──────── DATA FOR ANALYSIS ────────
PR #1484, opened 2025-02-05
Adding explicit allowedUpdates

asyncbtd:
1. Created another constructor in the [TelegramBotsLongPollingApplication ](https://github.com/rubenlagus/TelegramBots/blob/master/telegrambots-longpolling/src/main/java/org/telegram/telegrambots/longpolling/TelegramBotsLongPollingApplication.java) class, which additionally accepts a List<String> containing allowedUpdates, which passes allowedUpdates to the [DefaultGetUpdatesGenerator](https://github.com/rubenlagus/TelegramBots/blob/master/telegrambots-longpolling/src/main/java/org/telegram/telegrambots/longpolling/util/DefaultGetUpdatesGenerator.java).
2. In [SpringLongPollingBot ](https://github.com/rubenlagus/TelegramBots/blob/master/telegrambots-springboot-longpolling-starter/src/main/java/org/telegram/telegrambots/longpolling/starter/SpringLongPollingBot.java) added an optional method that sets allowedUpdates in a Spring Boot application. In [TelegramBotInitializer ](https://github.com/rubenlagus/TelegramBots/blob/master/telegrambots-longpolling/src/main/java/org/telegram/telegrambots/longpolling/TelegramBotsLongPollingApplication.java) changed the constructor of the [TelegramBotInitializer ](https://github.com/rubenlagus/TelegramBots/blob/master/telegrambots-springboot-longpolling-starter/src/main/java/org/telegram/telegrambots/longpolling/starter/TelegramBotInitializer.java) class to which the afterPropertiesSet method is accessed.

### DIFF
--- a/telegrambots-longpolling/src/main/java/org/telegram/telegrambots/longpolling/TelegramBotsLongPollingApplication.java
+++ b/telegrambots-longpolling/src/main/java/org/telegram/telegrambots/longpolling/TelegramBotsLongPollingApplication.java
@@ -3,6 +3,7 @@ package org.telegram.telegrambots.longpolling;
 import com.fasterxml.jackson.databind.ObjectMapper;
 import lombok.extern.slf4j.Slf4j;
 import okhttp3.OkHttpClient;
+import org.telegram.telegrambots.longpolling.interfaces.BackOff;
 import org.telegram.telegrambots.longpolling.interfaces.LongPollingUpdateConsumer;
 import org.telegram.telegrambots.longpolling.util.DefaultGetUpdatesGenerator;
 import org.telegram.telegrambots.longpolling.util.ExponentialBackOff;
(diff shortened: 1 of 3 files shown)


telegrambots-longpolling/src/main/java/org/telegram/telegrambots/longpolling/TelegramBotsLongPollingApplication.java
```diff
@@ -63,6 +64,10 @@ public BotSession registerBot(String botToken, LongPollingUpdateConsumer updates
         return registerBot(botToken, () -> TelegramUrl.DEFAULT_URL, new DefaultGetUpdatesGenerator(), updatesConsumer);
     }
 
+    public BotSession registerBot(String botToken, LongPollingUpdateConsumer updatesConsumer, List<String> allowedUpdates) throws TelegramApiException {
```
rubenlagus, line 67: Doesn't it makes more sense to have a constructor like:

`public BotSession registerBot(String botToken, Function<Integer, GetUpdates> getUpdatesGenerator, LongPollingUpdateConsumer updatesConsumer) throws TelegramApiException `

Otherwise the constructor here would grow and grow as more fields of the GetUpdates need to be overriden

asyncbtd: you're right, smarter

asyncbtd (commented):
-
────────
On how many lines of the listing does the string "DefaultGetUpdatesGenerator" appear? Only the number should be given.

3